In honor of Mother’s Day, I am inspired to begin a series called 31 Influential Women in My Life. (Mind you, not 31 days in a row; this may take me a year to get these 31 days out, but that’s ok. Grace.)
For some of you, it may seem an obvious pick to select my own mother for a list of influential women in my life. But unfortunately, more than not, I have met adult women who do not have a close relationship with their own mom. And even more sadly, are the women who have toxic relationships with the woman who gave birth to them. When the person who is supposed to love you unconditionally does not or cannot show her child love, I don’t know how one recovers from that. How do you turn to your own daughter and try to love her if you’ve never experienced unconditional love yourself?
My mother and I (bottom) and myself as a new mother (top).
But that’s not my story. My mom is special. When she looks at me, I know I am (along with my sister) the most treasured jewel she has.
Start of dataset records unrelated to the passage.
PR #2655, opened 2025-04-16
Update alert text when a Library cardholder tries to page an item for which they are ineligible based on folio circrules.

### LINKED ISSUE #2647: Update alert text when a Library cardholder tries to page an item for which they are ineligible based on folio circrules.
Related to https://github.com/sul-dlss/sul-requests/issues/2641

If the FOLIO circrules restrict a usergroup (e.g. lane-guest) from being able to Request a page/hold on a particular material type/collection (e.g. Business SAL3 PAGE-BU), we show this alert: 

Image

The alert text makes it sound like this is a temporary situation. Instead, we should display a message that is closer to the alert we display for Visitors when they are ineligible to request. Here is that alert:

Image

@dbranchini how about text like:
"This item must be used in the [permanent location Library name] and is not available to request for Library cardholders. If you have a SUNet ID, please log in to complete the request. If you have questions about library access, please contact gsb_librarycirc@stanford.edu."

I know the statement lumps all "Library cardholders" together. And some "Library cardholders" might be able to make the request. But they wouldn't see this alert. It would only display after the circulation rules have been checked and it's certain **this** Library cardholder doesn't have access to the collection. Thoughts?

cbeer:
Fixes #2647 

Screenshot 2025-04-16 at 09 30 51

TODO: 
- [ ] figure out what we're doing with the patron group `desc` field (singular/plural? include "cardholder" or not?)

### DIFF
--- a/app/models/ability.rb
+++ b/app/models/ability.rb
@@ -9,15 +9,15 @@ class Ability
   include CanCan::Ability
 
   def self.anonymous
-    @anonymous ||= Ability.new(User.new(name: 'generic', email: 'external-user@example.com'))
+    @anonymous ||= Ability.new(NullUser.new(name: 'generic', email: 'external-user@example.com'))
   end
 
   def self.with_a_library_id
-    @with_a_library_id ||= Ability.new(User.new(library_id: '0000000000'))
+    @with_a_library_id ||= Ability.new(NullUser.new(library_id: '0000000000'))
   end
 
   def self.sso
-    @sso ||= Ability.new(User.new(sunetid: 'generic'))
+    @sso ||= Ability.new(NullUser.new(sunetid: 'generic'))
   end
 
   # rubocop:disable Metrics/AbcSize, Metrics/PerceivedComplexity, Metrics/CyclomaticComplexity, Metrics/MethodLength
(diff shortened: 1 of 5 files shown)


dnoneill:
I am not sure if this is a separate ticket or part of this ticket but if you log into http://localhost:3000/patron_requests/new?instance_hrid=L217321&origin_location_code=LANE-SAL3X&step=select with a sul-purchased user the page doesn't show this updated view. It acts like the user can request the item

cbeer:
I think the Lane circ rules currently allow `sul-purchased` patrons. I've been using the lane/business example which has the appropriate circ rules :
https://github.com/sul-dlss/sul-requests/issues/2647#issuecomment-2770905662

dnoneill:
Yeah this issue was spun off of https://github.com/sul-dlss/sul-requests/issues/2641 which purposefully didn't address items with one pick up location because we didn't have language. I my understanding is the rules implemented there would apply to a different ticket specific to single pick up points, but I might have misunderstood.

cbeer:
Sarah confirmed that staff will be updating circ rules, we don't need additional authorization logic in requests.

taylor-steve (approved):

Toni Morrison once said on Oprah that she learned her face should light up every time her children walk into the room, so they know, they know and feel, how loved they are. My mom’s face lights up every. Single. Time.
My mother is sunshine and a tiger all in one. You might think those two things don’t go together, but they do. Light emotes from my mother. When you are in her presence, rainbows and unicorns may appear. Beware: you will find yourself telling her your entire life story before you are cognizant of what you are doing. http://fili.hu/elisey/3006 nürnberger nachrichten er sucht sie http://www.austincountyems.com/piknik/8425 good male description for dating site http://www.hotdogsuitlaatservice.nl/zybnapasta/7343 site de rencontres des hommes celibataires 100 gratuit http://faddisandfaddis.com/limon/4124 free dating website fish singles hennef reference My mother loves a good story, and she believes YOUR story is just as important as any story she has ever heard. YOU are important to my mother. And although growing up, I was often annoyed with having to wait in the car while woman after woman told my mother their story, I intrinsically realized in those moments that women need other women for community, for support, for life. My mother taught me to be a good friend, to be a good woman to other women. Now I call myself a storyteller and that is in thanks to the many stories I heard sitting at the feet of my mother as she drew out a story needed to be told.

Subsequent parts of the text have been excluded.